# TASK REQUIREMENTS:
Output every line from the beginning of the records through the line that contains "- Should the endpoint be moved to API?", exactly as it appears.

Start of Block

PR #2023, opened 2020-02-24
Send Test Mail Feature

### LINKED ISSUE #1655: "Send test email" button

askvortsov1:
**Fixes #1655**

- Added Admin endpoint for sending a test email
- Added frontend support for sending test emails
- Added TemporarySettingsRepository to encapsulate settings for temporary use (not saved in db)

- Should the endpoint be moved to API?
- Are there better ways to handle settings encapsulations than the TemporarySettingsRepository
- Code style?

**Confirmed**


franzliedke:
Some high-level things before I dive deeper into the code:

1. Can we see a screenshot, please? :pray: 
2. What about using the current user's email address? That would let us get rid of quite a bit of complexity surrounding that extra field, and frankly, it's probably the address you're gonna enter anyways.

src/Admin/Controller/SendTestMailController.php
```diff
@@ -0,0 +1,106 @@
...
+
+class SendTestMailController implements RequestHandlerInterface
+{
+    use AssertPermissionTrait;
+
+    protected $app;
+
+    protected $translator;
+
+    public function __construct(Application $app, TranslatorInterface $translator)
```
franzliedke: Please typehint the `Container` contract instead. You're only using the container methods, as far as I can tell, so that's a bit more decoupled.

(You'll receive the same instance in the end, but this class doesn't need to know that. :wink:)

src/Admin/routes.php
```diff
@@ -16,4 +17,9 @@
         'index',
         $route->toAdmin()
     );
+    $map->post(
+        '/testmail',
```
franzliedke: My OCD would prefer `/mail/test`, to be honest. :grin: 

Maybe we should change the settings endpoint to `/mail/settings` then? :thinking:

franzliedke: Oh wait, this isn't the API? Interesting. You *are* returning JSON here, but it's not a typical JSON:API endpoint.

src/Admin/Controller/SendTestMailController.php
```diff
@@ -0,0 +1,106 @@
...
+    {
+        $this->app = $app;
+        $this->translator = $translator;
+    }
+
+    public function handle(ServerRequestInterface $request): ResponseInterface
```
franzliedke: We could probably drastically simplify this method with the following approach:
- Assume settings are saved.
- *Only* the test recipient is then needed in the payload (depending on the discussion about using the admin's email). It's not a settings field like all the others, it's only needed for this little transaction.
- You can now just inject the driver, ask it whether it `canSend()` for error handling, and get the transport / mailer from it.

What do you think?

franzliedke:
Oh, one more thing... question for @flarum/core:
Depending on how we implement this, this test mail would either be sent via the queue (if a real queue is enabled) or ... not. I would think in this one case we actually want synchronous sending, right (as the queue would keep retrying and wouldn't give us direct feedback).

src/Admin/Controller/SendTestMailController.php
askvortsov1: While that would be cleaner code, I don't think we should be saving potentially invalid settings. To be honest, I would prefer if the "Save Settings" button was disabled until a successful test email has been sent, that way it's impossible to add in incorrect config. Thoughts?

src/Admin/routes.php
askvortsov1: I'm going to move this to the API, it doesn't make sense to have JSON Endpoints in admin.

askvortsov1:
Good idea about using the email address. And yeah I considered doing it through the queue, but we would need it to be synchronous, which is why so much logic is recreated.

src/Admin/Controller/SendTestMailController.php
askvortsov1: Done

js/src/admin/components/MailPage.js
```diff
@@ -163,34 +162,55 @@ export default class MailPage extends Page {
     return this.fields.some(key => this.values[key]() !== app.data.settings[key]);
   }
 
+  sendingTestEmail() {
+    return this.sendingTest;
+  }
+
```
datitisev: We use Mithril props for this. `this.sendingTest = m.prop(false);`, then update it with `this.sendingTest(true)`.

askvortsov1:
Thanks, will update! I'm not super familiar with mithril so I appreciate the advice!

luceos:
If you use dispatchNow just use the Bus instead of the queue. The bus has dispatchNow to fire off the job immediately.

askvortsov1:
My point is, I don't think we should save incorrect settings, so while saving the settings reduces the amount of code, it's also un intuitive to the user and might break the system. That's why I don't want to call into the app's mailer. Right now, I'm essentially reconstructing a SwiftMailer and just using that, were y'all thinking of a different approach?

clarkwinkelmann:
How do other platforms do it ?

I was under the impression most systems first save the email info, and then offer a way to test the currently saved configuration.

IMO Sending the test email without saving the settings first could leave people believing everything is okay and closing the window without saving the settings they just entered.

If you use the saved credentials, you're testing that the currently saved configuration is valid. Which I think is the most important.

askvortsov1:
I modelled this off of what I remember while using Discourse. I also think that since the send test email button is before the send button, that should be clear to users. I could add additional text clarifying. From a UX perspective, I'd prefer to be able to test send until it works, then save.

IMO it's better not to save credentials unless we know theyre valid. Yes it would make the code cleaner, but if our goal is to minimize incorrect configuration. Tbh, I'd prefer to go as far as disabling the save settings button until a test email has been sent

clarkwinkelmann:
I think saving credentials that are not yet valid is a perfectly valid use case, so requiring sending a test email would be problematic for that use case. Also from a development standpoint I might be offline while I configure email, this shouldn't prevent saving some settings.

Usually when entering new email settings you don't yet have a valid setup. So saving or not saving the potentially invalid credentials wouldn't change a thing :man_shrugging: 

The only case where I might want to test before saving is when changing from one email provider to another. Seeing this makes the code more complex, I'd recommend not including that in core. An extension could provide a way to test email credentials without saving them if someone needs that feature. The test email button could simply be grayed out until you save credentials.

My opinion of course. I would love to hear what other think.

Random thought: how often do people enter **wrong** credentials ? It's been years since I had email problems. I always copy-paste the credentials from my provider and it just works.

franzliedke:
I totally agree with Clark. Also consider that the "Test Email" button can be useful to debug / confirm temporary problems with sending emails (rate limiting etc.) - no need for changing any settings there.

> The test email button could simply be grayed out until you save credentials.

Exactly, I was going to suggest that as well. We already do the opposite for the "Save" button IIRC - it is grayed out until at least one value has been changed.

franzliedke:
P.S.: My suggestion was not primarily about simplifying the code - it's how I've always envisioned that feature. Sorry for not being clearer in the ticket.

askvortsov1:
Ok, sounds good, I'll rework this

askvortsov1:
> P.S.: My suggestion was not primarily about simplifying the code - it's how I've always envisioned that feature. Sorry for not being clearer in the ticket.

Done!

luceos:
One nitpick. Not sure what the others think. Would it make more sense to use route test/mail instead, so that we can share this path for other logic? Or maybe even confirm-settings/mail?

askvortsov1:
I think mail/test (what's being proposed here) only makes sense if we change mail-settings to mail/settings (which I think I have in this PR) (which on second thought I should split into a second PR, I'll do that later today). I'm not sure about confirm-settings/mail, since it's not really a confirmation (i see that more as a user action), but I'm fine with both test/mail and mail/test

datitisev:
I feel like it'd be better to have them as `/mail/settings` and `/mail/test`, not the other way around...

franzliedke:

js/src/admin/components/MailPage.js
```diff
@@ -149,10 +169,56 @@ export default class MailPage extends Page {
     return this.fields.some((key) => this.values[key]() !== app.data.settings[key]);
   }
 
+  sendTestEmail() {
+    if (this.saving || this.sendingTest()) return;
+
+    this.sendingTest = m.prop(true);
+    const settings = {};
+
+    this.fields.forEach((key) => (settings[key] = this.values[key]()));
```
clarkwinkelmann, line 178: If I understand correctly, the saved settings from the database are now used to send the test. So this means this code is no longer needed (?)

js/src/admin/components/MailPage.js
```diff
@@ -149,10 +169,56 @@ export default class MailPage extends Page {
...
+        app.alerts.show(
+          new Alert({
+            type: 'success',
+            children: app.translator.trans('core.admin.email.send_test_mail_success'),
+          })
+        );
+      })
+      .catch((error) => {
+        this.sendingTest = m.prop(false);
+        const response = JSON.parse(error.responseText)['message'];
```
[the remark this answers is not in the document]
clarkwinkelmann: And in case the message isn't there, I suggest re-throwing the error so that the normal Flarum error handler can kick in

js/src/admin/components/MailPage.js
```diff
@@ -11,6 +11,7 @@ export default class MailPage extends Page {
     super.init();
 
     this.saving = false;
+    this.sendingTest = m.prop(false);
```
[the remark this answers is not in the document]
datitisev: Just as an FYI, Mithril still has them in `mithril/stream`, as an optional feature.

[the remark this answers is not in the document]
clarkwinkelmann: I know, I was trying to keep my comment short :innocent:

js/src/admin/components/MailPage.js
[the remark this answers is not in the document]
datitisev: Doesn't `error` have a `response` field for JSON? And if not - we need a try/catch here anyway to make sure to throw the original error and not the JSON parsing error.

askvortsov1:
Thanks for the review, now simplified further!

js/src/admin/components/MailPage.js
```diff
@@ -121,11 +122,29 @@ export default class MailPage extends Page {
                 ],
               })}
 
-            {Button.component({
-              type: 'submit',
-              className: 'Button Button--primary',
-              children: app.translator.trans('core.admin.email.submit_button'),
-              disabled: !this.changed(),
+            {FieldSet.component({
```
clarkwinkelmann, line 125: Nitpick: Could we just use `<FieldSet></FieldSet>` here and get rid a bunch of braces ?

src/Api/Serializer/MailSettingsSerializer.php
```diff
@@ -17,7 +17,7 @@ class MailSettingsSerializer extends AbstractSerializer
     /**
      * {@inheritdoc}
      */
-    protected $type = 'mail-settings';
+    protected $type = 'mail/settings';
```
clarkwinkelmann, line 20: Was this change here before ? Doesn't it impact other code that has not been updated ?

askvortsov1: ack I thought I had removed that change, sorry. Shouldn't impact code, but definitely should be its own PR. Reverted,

End of Block

# SOLUTION:
PR #2023, opened 2020-02-24
Send Test Mail Feature

### LINKED ISSUE #1655: "Send test email" button

askvortsov1:
**Fixes #1655**

- Added Admin endpoint for sending a test email
- Added frontend support for sending test emails
- Added TemporarySettingsRepository to encapsulate settings for temporary use (not saved in db)

- Should the endpoint be moved to API?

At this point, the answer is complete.